> [Task prompt]: This exercise calls for every record to be set down again, exactly and in full.

▬▬▬▬▬▬▬▬▬▬

PR #120, opened 2016-12-09
Add unit tests for FindCommand class #110

KnewYouWereTrouble:
Fixes #110
Ready for review.

---
This change is [Reviewable](https://reviewable.io/reviews/se-edu/addressbook-level2/120)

▬▬▬▬▬▬▬▬▬▬

> [Answer to the exercise]:
PR #120, opened 2016-12-09
Add unit tests for FindCommand class #110

KnewYouWereTrouble:
Fixes #110
Ready for review.

---
This change is [Reviewable](https://reviewable.io/reviews/se-edu/addressbook-level2/120)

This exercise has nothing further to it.